All we need as global state (in addition to the set of unfulfilled orders) are the current state of the warehouses (with already scheduled orders removed preemptively), and for each drone the time t_{\mathrm{idle}} and position at which it will be idle for the next time. This is not too much.
You can find our code on Github; the revision from Hashcode night is this one.
Code complexity
The algorithm is simple enough to code in about two hours, using an object-oriented design and modularized code. Thank god there was no beauty contest as well! We had a couple of (rather dumb) programming bugs; the logic was sound from the beginning. That is, we never created conceptually wrong outputs. Also, our first run scored reasonably high (top 40, had we finished in time).

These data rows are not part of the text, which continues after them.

PR #425, opened 2016-10-19
Add GeoRSS info on header

mikelolasagasti:
In https://github.com/lwindolf/liferea/commit/5f92f23ed977759de6e5b0147d039ea92605770b and https://github.com/lwindolf/liferea/commit/19a674be74bfa2e49e30333d95ab7c07bf1af774 GeoRSS map support is removed for security reasons because it depends on an external service. 

This patch adds the coordinates info and a link to OpenStreetMap if the feed has GeoRSS information on it.

### DIFF
--- a/xslt/item.xml.in
+++ b/xslt/item.xml.in
@@ -243,7 +243,29 @@
      </span></b>
    </td>
  </tr>
-</xsl:if>  
+</xsl:if>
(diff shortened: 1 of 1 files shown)


lwindolf:
Nice alternative!!!

PR #429, opened 2016-10-20
Web extension

Leiaz:
@lwindolf I pushed those just after you merged the previous pull request. I noticed when looking for the back button bug that the menu code was still in liferea_htmlview.c.


Leiaz:
I moved those commits on another branch I'm going to push as I modified the same files.

PR #432, opened 2016-10-22
Fixing a navigation/history bug

### LINKED ISSUE #423: 1.12-RC1 Internal browser shows files system on backup
This report is taken straight from the Debian bug 841318¹, as I don't believe this is Debian specific.

¹ https://bugs.debian.org/841318

Became alarmed this morning when using the Liferea internal browser to
view a page from it's feed. When on the webpage, I clicked on an image
included in the page to enlarge it. When finished, I clicked the back
arrow in Liferea viewing area to go back to main page, and was taken
to the root of my file system, allowing me to view each file/directory as a hyperlink.
The desired outcome would be to take me to the original webpage, after
viewing enlarged thumbnail from said webpage.

selection_10-19-1611-08-32001

Leiaz:
This probably fixes #423.
Sometimes the "file:///" url could be added to history ... Details in the commit comment.


lwindolf:
Thank you for fixing this! And also for the header cleanup!!!

PR #745, opened 2019-09-23
Update formats-ouverts.org feed

sblondon:
`http://formats-ouverts.org/blog/` returns a 404. It seems the blog is now displayed at `/`.
`http://formats-ouverts.org/rss.php` redirects to `http://formats-ouverts.org//feed/atom`.

This PR updates those links.


lwindolf:
Thanks for the fix!

PR #747, opened 2019-09-25
Update liferea.css with better fonts

AzharMithani:


lwindolf:
Thank you for taking the time to create this change. While it looks reasonable can you give some indication on the why? It's hard to test without a rationale :-)

PR #749, opened 2019-09-29
Readability.js to format AMP/HTML5 fetched content

lwindolf:
This PR adds Readability.js which really improves formatting of stripped AMP/HTML5 content.
- Fixes "loose bullets" and overly large whitespace ranges.
- For now the idea is to have it always on, but it could be disabled when there is no AMP/HTML5 content
- Dropping 2-pane mode as it is incompatible with Readability.js concept of convert 1 DOM to 1 article


css/liferea.css
```diff
@@ -73,7 +73,7 @@ dd {
 	padding-left: 30px;
 }
 
-section, video, svg, iframe, figure, div.content * img {
```
lwindolf: iframe was removed here for as Readability drops it anyway

Leiaz:
I'm testing this. I haven't had the time to look in detail at the code (and for the javascript I'm not really the right person to ask).

About dropping combined view : I almost never used it because when you have a lot of feed items, many linking to at least one image, there is a huge spike in bandwidth usage as all the images are fetched. That looked like the sort of automated download that is not very nice to the website owner. So I don't mind it being removed.

I usually use Liferea with javascript disabled, as it should not be necessary for what I want to see. With javascript enabled, some items have autoplaying videos, I guess some people consider this to be a feature ... :D Currently disabling javascript also disable any javascript we may add. But we'll have to find a way to fix this anyway as some [stuff I was using in the WebKit web extension for the article scrolling is being deprecated](https://webkitgtk.org/reference/webkitdomgtk/stable/WebKitDOMDOMWindow.html).

Leiaz:
In WebKit's console I'm getting : 
```
[Error] TypeError: null is not an object (evaluating 'documentClone.getElementById('shading').innerHTML')
	documentIsReady (liferea://:6:959)
```
There is a div with class "shading" but no id. That div should probably be given an id.

lwindolf:
Good hint on the JS dependencies. I haven't thought on the relationship to the disable JS feature. 

There needs to be at least a warning about both features being incompatible. Or alternatively a guarantee that a Readability.js displayed item does not use external Javascript. E.g. like renaming the feature to "Never run external Javascript"

nekohayo:
OMG YES thank you so much for working on this! I wanted to request it but had not dared to, for I know there is a "no feature requests" policy that I try to respect :)

If it can be of any help at all, Epiphany implemented this (just like GNOME News) some years ago, and you can find all the details/code/gotchas there: https://bugzilla.gnome.org/show_bug.cgi?id=772831

To me, the reader mode is an opportunity to read the contents without being limited by the abstract, but without loading all the navigation and javascript crap of news websites. If there can be a way for Liferea to offer it as a "default method of browsing" (i.e. be able to have the reader mode activated by default globally and/or per-feed) this would be amazing.

lwindolf:
> In WebKit's console I'm getting :
> 
> ```
> [Error] TypeError: null is not an object (evaluating 'documentClone.getElementById('shading').innerHTML')
> 	documentIsReady (liferea://:6:959)
> ```
> 
> There is a div with class "shading" but no id. That div should probably be given an id.

@Leiaz Should be fixed now

PR #752, opened 2019-10-11
Fix #693 - Add option to disable minimizing to tray.

### LINKED ISSUE #693: How to not minimize to tray?
I don't like the default behaviour of liferea, which is to minimize to tray when closing. Is there a way to close it instead of minimizing it?

BurnhamG:
This closes #693 by extending the Trayicon plugin, allowing the user to choose what Liferea does when closing the main window. Let me know if you have any questions, or would like anything changed.

### DIFF
--- a/doc/html/faq_en.html
+++ b/doc/html/faq_en.html
@@ -68,12 +68,11 @@ do work.</dd>
 </dd>
 
 <dt>Q: Liferea is buggy! It does not close when I click on the window
-managers close button and the tray icon is activated.</dt>
+manager's close button and the tray icon is activated.</dt>
 <dd>A: 
 This is a pretty disputed topic. We see this as a useful feature, other
-people don't. If you don't like the behaviour you can change it in the
-preferences under "GUI". There you can enable the check box "Terminate
-instead of minimizing to tray icon".
+people don't. If you don't like the behaviour you can change it by right-clicking 
+the tray icon and toggling the checkbox labelled "Minimize to tray on close."
 </dd>
 
 <dt>Q: I want cookies!</dt>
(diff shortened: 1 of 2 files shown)


lwindolf:
Awesome contribution that a lot of users will like. Will have a look at it soon!

SukkoPera:
This is nice but has a small bug where the actual value of the setting is not read at startup, so even if minimize to tray is disabled, it shows up as enabled in the tray icon context menu. In this case, if the app is closed, it will exit.

BurnhamG:
Thanks for reporting that, @SukkoPera. I'll take a look ASAP.

BurnhamG:
The bug should be resolved now - apologies for that oversight, and thank you for pointing it out.

Leiaz:
The first time it is used, with no config file or folder : 
```
  File "/home/leiaz/local-inst/lib/liferea/plugins/trayicon.py", line 107, in do_activate
    self.config_path = self.get_config_path()
  File "/home/leiaz/local-inst/lib/liferea/plugins/trayicon.py", line 155, in get_config_path
    self.save_config("True")
  File "/home/leiaz/local-inst/lib/liferea/plugins/trayicon.py", line 174, in save_config
    with open(self.config_path, "w") as f:
AttributeError: 'TrayiconPlugin' object has no attribute 'config_path'
```
And the menu is empty.
On second run it works.

Also, when quitting : 
```
  File "/home/leiaz/local-inst/lib/liferea/plugins/trayicon.py", line 244, in do_deactivate
    self.window.disconnect_by_func(self.trayicon_close_behavior)
TypeError: nothing connected to <bound method TrayiconPlugin.trayicon_close_behavior of <trayicon.TrayiconPlugin object at 0x7fff928550c0 (TrayiconPlugin at 0x555555824e20)>>
```

lwindolf:
I'm merging this, so we won't loose this often requested contribution. 
Will have a look into the CLI visible warnings next.

lwindolf:
@Leiaz @BurnhamG I believe 5e1f9f7 fixes the issues @Leiaz reported. Please review!

Leiaz:
@lwindolf Yes, it works.

BurnhamG:
@lwindolf Just for a second data point, 5e1f9f7 fixes the reported issues for me as well. Thanks for the patch and merge!

lwindolf:
Thanks for the feedback!

PR #764, opened 2019-12-16
Extend MediaRSS support

mikelolasagasti:
Basic support for MediaRSS to include video description and thumbnail.

#761 

Signed-off-by: Mikel Olasagasti Uranga <mikel@olasagasti.info>

PR #765, opened 2019-12-25
Embed YouTube videos

mikelolasagasti:
Extend xslt to render YouTube's embeded code if source is a YouTube video.

Another option would be to check the YT namespace, but adding another parser
might be overkill. Also, I was not able to find the YT schema.

Privacy wise, there would be a request everytime a feed is rendered, but this
should only happen if the feed is a YT MediaRSS feed or if the feed has a YT
link as main link. If description has a YT url, the embed code won't show.

Signed-off-by: Mikel Olasagasti Uranga <mikel@olasagasti.info>

### DIFF
--- a/xslt/item.xml.in
+++ b/xslt/item.xml.in
@@ -4,6 +4,7 @@
 /**
  * Rendering stylesheet for Liferea (item view: item rendering)
  *
+ * Copyright (C) 2009-2019 Mikel Olasagasti Uranga <mikel@olasagasti.info>
  * Copyright (C) 2006-2019 Lars Windolf <lars.windolf@gmx.de>
  *
  * This program is free software; you can redistribute it and/or modify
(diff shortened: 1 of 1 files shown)


mikelolasagasti:
@lwindolf the embed iframe works fine, but when the video is clicked, it is moved to a different position and buttons don't work (unless one guess where to click). 

I checked the generated xhtml file on a browser and works fine. 

I understand this is an issue with WebkitGTK, right? If this is the case, then this code won't be very useful.

mikelolasagasti:
@lwindolf I tested with current master and now videos work fine.

You can test with this source for example: https://www.youtube.com/feeds/videos.xml?channel_id=UC7_gcs09iThXybpVgjHZ_7g

This would extend an complete already merged PR https://github.com/lwindolf/liferea/pull/764

lwindolf:
Works perfectly!

PR #773, opened 2020-01-25
enable WebKit WebInspector

sillyslux:
adding "Inspect" in web view context menu

### DIFF
--- a/src/webkit/liferea_web_view.c
+++ b/src/webkit/liferea_web_view.c
@@ -20,6 +20,7 @@
 
 #include "liferea_web_view.h"
 
+#include "../debug.h"
 #include "browser.h"
 #include "common.h"
 #include "enclosure.h"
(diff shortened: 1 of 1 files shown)


sillyslux:
This introduces a new issue:
Global hotkeys are interfering e.g. when you type in the js-console.
To work around you can click the "detach" button to move the inspector to a separate window, once it's shown.
There's also [a detach method](https://webkitgtk.org/reference/webkit2gtk/2.7.1/WebKitWebInspector.html#webkit-web-inspector-detach), but it should be called only after the inspector is ready. I suspect this has to be done async, from a separate thread.

lwindolf:
Nice helpful debugging feature. Also good hint on the hotkey intercepting workaround. Didn't know this, but makes perfectly sense!

sillyslux:
I really think the interfering hotkeys should be disabled during debugging or alternatively the inspector automatically detached with the aforementioned detach method.

Also mentioning this in docs and the manpage might be nice. like
`.B \-\-debug\-html
Enables HTML rendering debugging. Each time Liferea
renders HTML output it will also dump the generated
HTML into $XDG_CACHE_DIR/liferea/output.xhtml.
Enables WebInspector for WebView (in context menu).`

...and, sadly, it should also be noted that the debugger window should be detached.

Do you want me to?

lwindolf:
@sillyslux Please feel free to do so. I think this is very helpful for contributors

PR #776, opened 2020-01-26
Theme reload in WebView without restart

sillyslux:
the first commit allows users to send SIGHUP to invoke the css rebuild, later i've remembered [the style-updated signal](https://developer.gnome.org/gtk3/stable/GtkWidget.html#GtkWidget-style-updated).
Now there's both, i feel like that's redundant...
otoh, SIGHUP might still be useful when someone modifies ~/.config/hexchat/liferea.css


lwindolf:
@sillyslux Sorry for taking so long to test this properly!

Actually I cannot get the CSS rule reload get to work without restarting when changing the theme in Ubuntu 20.04 with Gnome Tweaks. Do you have any idea what I might be doing wrong?

sillyslux:
i'm using `gsettings set org.gnome.desktop.interface gtk-theme Adwaita` and `gsettings set org.gnome.desktop.interface gtk-theme Adwaita-dark` in a script.
i'll try it with gnome and gnome tweaks and report back...

lwindolf:
@sillyslux Thanks for the hint. I tried with `gsettings set org.gnome.desktop.interface gtk-theme Adwaita-dark` too and it also did not trigger an CSS change for me.

sillyslux:
just to be clear... the gtk interface switches from light to dark, but the webkit frame does not?
did you run it with --debug? did you see the output from color detection?
in webkits inspector, the css link src, does it have a cachebuster path? (like href="file:///home/silly/.cache/liferea/style.css?1595446640073" <- the ?timestamp)

Leiaz:
With the same theme, I get a darker background for the number of unread items with this PR than without, for some reason.
Liferea_without_theme_patch_2020-07-23_19-12-38
Liferea_with_theme_patch_2020-07-23_19-10-34

Otherwise theme switching works for me. I'm using Xfce and the "Appearance" tool. Theme switching takes ages for some reason (globally, not just Liferea). And most of the themes I have aren't really usable but that is another issue :)
CSS is reloaded directly with javascript enabled, otherwise the change is visible on next item selection.

lwindolf:
@sillyslux Sorry for taking so long to reply!

Yes, I 
- see a correct cache-buster path in the CSS href
- also have all GTK widgets changing the theme color without issues
- am also changing to another item to avoid any JS issues
- do not see any debug output on the color stuff

I added a debug print in liferea_shell_rebuild_css() and it is never triggered. It is very very strange.

src/ui/liferea_shell.c
```diff
@@ -1259,6 +1259,7 @@ liferea_shell_create (GtkApplication *app, const gchar *overrideWindowState, gin
 	gtk_widget_show_all (shell->statusbar_feedsinfo_evbox);
 	gtk_box_pack_start (GTK_BOX (shell->statusbar), shell->statusbar_feedsinfo_evbox, FALSE, FALSE, 5);
 	g_signal_connect (G_OBJECT (shell->statusbar_feedsinfo_evbox), "button_release_event", G_CALLBACK (on_next_unread_item_activate), NULL);
+	g_signal_connect (G_OBJECT (shell->statusbar), "style-updated", G_CALLBACK(liferea_shell_rebuild_css), NULL);
```
lwindolf, line 1262: Found the issue. I'm a user of the "floating statusbar plugin", which hides the status bar when it is unused to save vertical space. And registering the signal to a widget that is not always visible seems to be the problem.

If I register to the shell->window the signal works properly for me. 

I'm guessing you are not using the plugin :-)

Still let's register the signal to "shell->window" to eliminate this corner case.

Actually this raised the next corner case: the main window being invisible (when hidden to tray icon). Then the signal is also lost...

lwindolf (changes requested):

src/ui/liferea_shell.c
sillyslux: I remember thinking of this and that i went looking for a "View -> Hide Statusbar" option in the menu.

sillyslux: I think i chose something other than the main window for a reason, also i think i've found the issue with the slighter darker badges...

lwindolf: I hope you don't mind me moving the signal for now to the mainwindow. If you come across the reason for not having it there please raise a bug ticket so we can follow up on it. For now I want to have this great PR merged for 1.13.3 :-)

PR #783, opened 2020-02-24
Update IS_STATE when update item in itemlistview

mozbugbox:
The state should be kept consistance. The state can be changed by user.


lwindolf:
You are totally right!

PR #785, opened 2020-02-24
Update French Translation

guilieb:
Hi,

Here’s an update for the French Translation on the 1.12 branch 😉


Leiaz:
I merged this on master.
@lwindolf Should it also be merged on 1.12 ? I tried it on 1.12, but there is likely another bug that was fixed since on master, because I don't see the translations in the menu bar and toolbar.

lwindolf:
@Leiaz Might be good to have on 1.12 too.

PR #800, opened 2020-03-10
Expose remove-item action

mozbugbox:
Remove an item by id without select it.

### DIFF
--- a/src/ui/liferea_shell.c
+++ b/src/ui/liferea_shell.c
@@ -904,7 +904,6 @@ static const GActionEntry liferea_shell_gaction_entries[] = {
 	{"export-feed-list", on_menu_export, NULL, NULL, NULL},
 	{"quit", on_menu_quit, NULL, NULL, NULL},
 	{"remove-selected-feed-items", on_remove_items_activate, NULL, NULL, NULL},
-	{"remove-item", on_action_remove_item, "t", NULL, NULL},
 	{"prev-read-item", on_prev_read_item_activate, NULL, NULL, NULL},
 	{"next-read-item", on_next_read_item_activate, NULL, NULL, NULL},
 	{"next-unread-item", on_next_unread_item_activate, NULL, NULL, NULL},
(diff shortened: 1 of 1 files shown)


Leiaz:
> Somehow action in liferea_shell_add_gaction_entries[] don't activate

It was in `liferea_shell_item_gaction_entries` and the group exists specifically to disable all actions inside it together when no item is selected. The actions are for use in buttons and menus, we want them to be greyed out, that is disabled, when they are not usable. 
There are five action groups `generalActions`, `addActions`, `feedActions`, `itemActions`, and `readWriteActions`. The general actions are always enabled. The feed actions are enabled when there is a selected feed, the item actions are enabled when there is a selected item. The add actions are enabled when it is possible to create new subscriptions, folders, etc ... that is, when the selected node's source node has `NODE_SOURCE_CAPABILITY_WRITABLE_FEEDLIST`. The read write actions are the same, except they are disabled when an "empty" node inside an empty folder is selected : adding is allowed but as it is not a real node, it can't be removed.

Leiaz:
> The variantType of copy-item-to-newsbin somehow crash glib

All actions that are added to the GApplication are automatically made available over DBus. The signature (umt) is not a valid DBus signature because it contains a "maybe". There are other actions that should probably not be added to the application either as it doesn't really make sense to have them available from outside.

mozbugbox:
Well, the actions can be used in plugins which can supply parameters to actions.

Like when I want to remove duplicated items in a itemlistview, I can use remove-item directly. Otherwise, I have to move the cursor to the item. Then call remove-selected-item, and I have to restore the unread status of the next item auto-selected once the previous item got removed.

Leiaz:
I was talking about the fact that they are available over DBus.
When I wrote it, the suggestion in the doc seemed to be to have a "win" group for windows actions and "app" group for other application actions. It makes sense that "open" actions and the like should be available from outside, perhaps "about" and "application preferences" too, but for many of our actions it doesn't really make sense to call them from outside Liferea. They could be in another group, not added to "app" and not made automatically available over DBus.

lwindolf:
@mozbugbox @Leiaz I'm unsure how to proceed on this PR :-)

Leiaz:
We could perhaps create a specific group of actions to make available to plugins. And have the group as a property of LifereaShell or available with a getter function ... It wouldn't be added to the app so we could have parameters not necessarily compatible with DBus ...
It still feels a bit hacky. I'm not sure this is the best way to make some functions accessible to plugins. The "action" part is not really needed, I think ?
Also, how stable are we supposed to keep the stuff "exposed" to plugins in this way ? If we refactor some stuff, plugins could be broken as result. Which is already the case, it's not like we have elements clearly labelled "plugin API, do not break" ...

But this pull request works and doesn't break anything, so it can also be merged as-is ...

Issue #787, opened 2020-03-08
When an unread item is already selected and marked as unread again, "Jump to next unread" button should allow skipping it


nekohayo:
When I jump to the next unread, sometimes I don't want to read that particular item so I mark it as unread again (with the middle click button)... except that I then can't use the "Jump to next unread" button again to skip to the next one.

rich-coe:
This might be a dup of #778

lwindolf:
Like in mail clients there are two use cases

1. empty inbox type (marks everything read, uses flags/newsbins for "read-later")
2. messy inbox type (keeps stuff unread for later)

As I'm of type 1 I design Liferea around it. Supporting both uses cases at the same time is to hard. Especially with "Next Unread" already being a complex feature.

Closing this as won't fix.

PR #821, opened 2020-04-25
Skip current item when finding next unread item

tper0700:
This is a possible fix for #787. When looking for the next item, the code will now skip over the current selected index.

The main fix is in item_list_view.c. If the code hasn't moved past startId, don't return that entry.

The change in itemview.c is needed because itemview_find_unread_item will restart the search from the top of the list, returning to startId which may have been marked unread.


lwindolf:
The change is a good fix. Reopening and merging. I hope this is ok.

tper0700:
Awesome, thanks! Can't wait to see this on my production boxes!

PR #822, opened 2020-04-25
first part fix #519  single update to treeview, lookup; adding item_ids

### LINKED ISSUE #519: Improve time to switch folders
Switching folders can take a long time.
I got poor results trying to identify the issue being called from itemset_foreach().

I see two different approaches that could fix this
(1)  Load as many items as possible into the displayed folder as can be done in 250ms.  Display the folder and load the rest as a background task.
(2)  Create a custom GTK Tree Model to load items.  Initially it loads ~100 (?) items and loads new items as the user scrolls through the list.

rich-coe:
first part fix #519  single update to treeview, lookup; and adding item to item_ids
    - per https://developer.gnome.org/glib/stable/glib-Singly-Linked-Lists.html
      change g_slist_append() to g_slist_prepend() as g_slist_append() seeks to the end of the list
      and is inefficient
      + during batch add, don't lookup item in the empty list
      + item add is always followed by item update, pass the just inserted item id into update internal
    - per https://stackoverflow.com/questions/3547743/gtktreeview-insert-update-performance-penalty-because-of-sorting (3)
      + ref. https://eccentric.one/misc/pygtk/pygtkfaq.html#13.43
      + turn off the sorting
      + freeze child notify
      + batch insert into tree
      + thaw child notify
      + turn on sorting

After changes, folder switch update time reduced 80%, (15s to 2.5s, 48s to 9.48, (large) to ~30s).

### DIFF
--- a/src/ui/item_list_view.c
+++ b/src/ui/item_list_view.c
@@ -417,7 +417,7 @@ item_list_view_clear (ItemListView *ilv)
 	GtkTreeStore		*itemstore;
 	GtkTreeSelection	*select;
 
-	itemstore = GTK_TREE_STORE (gtk_tree_view_get_model (ilv->treeview));
+        itemstore = GTK_TREE_STORE (gtk_tree_view_get_model (ilv->treeview));
 
 	/* unselecting all items is important to remove items
 	   whose removal is deferred until unselecting */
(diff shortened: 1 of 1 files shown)


lwindolf:
Great contribution!!!

lwindolf:
Works very well. I can reproduce time savings of ~30-40% on my setup.

nekohayo:
I haven't tested this, but I just wanted to say thank you @rich-coe for taking the time and effort to work on performance improvements like that, very cool :)

PR #893, opened 2020-10-08
Add Persian opml localization.

KevinScruff:


lwindolf:
Thank you for this localisation!

PR #894, opened 2020-10-08
Update French translation

yannicka:


lwindolf:
Thank you for the update!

So I daresay we did not overthink. Had we been better programmers, able to split the work (rather than pair-program) and/or had experienced programmers on board – in particular for the input parsing part – I think we could have finished with this approach in time.
Running time
We did not perform a full analysis. Just from looking at the rough outline of the algorithm, we observe that it runs in time \Theta(O^2 \cdot f(W,D) ) with O the number of orders, preprocessing aside. The function f depends only on the number of warehouses W and drones D; since these two quantities are smaller than the number of orders by several orders of magnitudes (in the given data sets), we did not care too much about it.
Memory usage
The amount of memory our program uses is non-trivial but not an issue. We copy parts of the global state in the inner-most loop in order to virtually execute orders – for every order under consideration. That create quite some temporary data but the GC can remove it quickly. Nevertheless, there is some potential for improvement here.
Performance
We managed to implement the logic soundly almost in time. After fixing programming bugs, the code ran in under 11 minutes on a five-year-old laptop and reached a score of over 275k points.
I am satisfied with that turnout. Our algorithmic expertise clearly helped us coming up with a reasonable approach – and our lack of programming routine prevented us from handing in on time. Next time, then!
Post mortem
For the fun of it, I implemented a parallel version of ECF which is notably faster and not at all hard to code. Out of curiosity – and because I wanted to settle a disagreement – I also implemented a variant with a redistribution phase that ensures that every order can be fulfilled from only the nearest warehouse. It reached a slightly lower score than than pure ECF; I used very crude heuristics for scheduling the redistribution phase, though.
I also wanted to see how quickly we could have written a converter to CSV Tidy Data by Hadley Wickham (2014). and ran data analyses on them. It is close, but I think this is the more useful route, provided you can use a ready-made CSV-to-objects library.
If you have read this far, you have earned a fun anecdote. Due to an oversight we never initialized the drone positions correctly; we used the default integers, that is the origin, instead of the first warehouse as starting point. The fixed version performed worse! Go figure.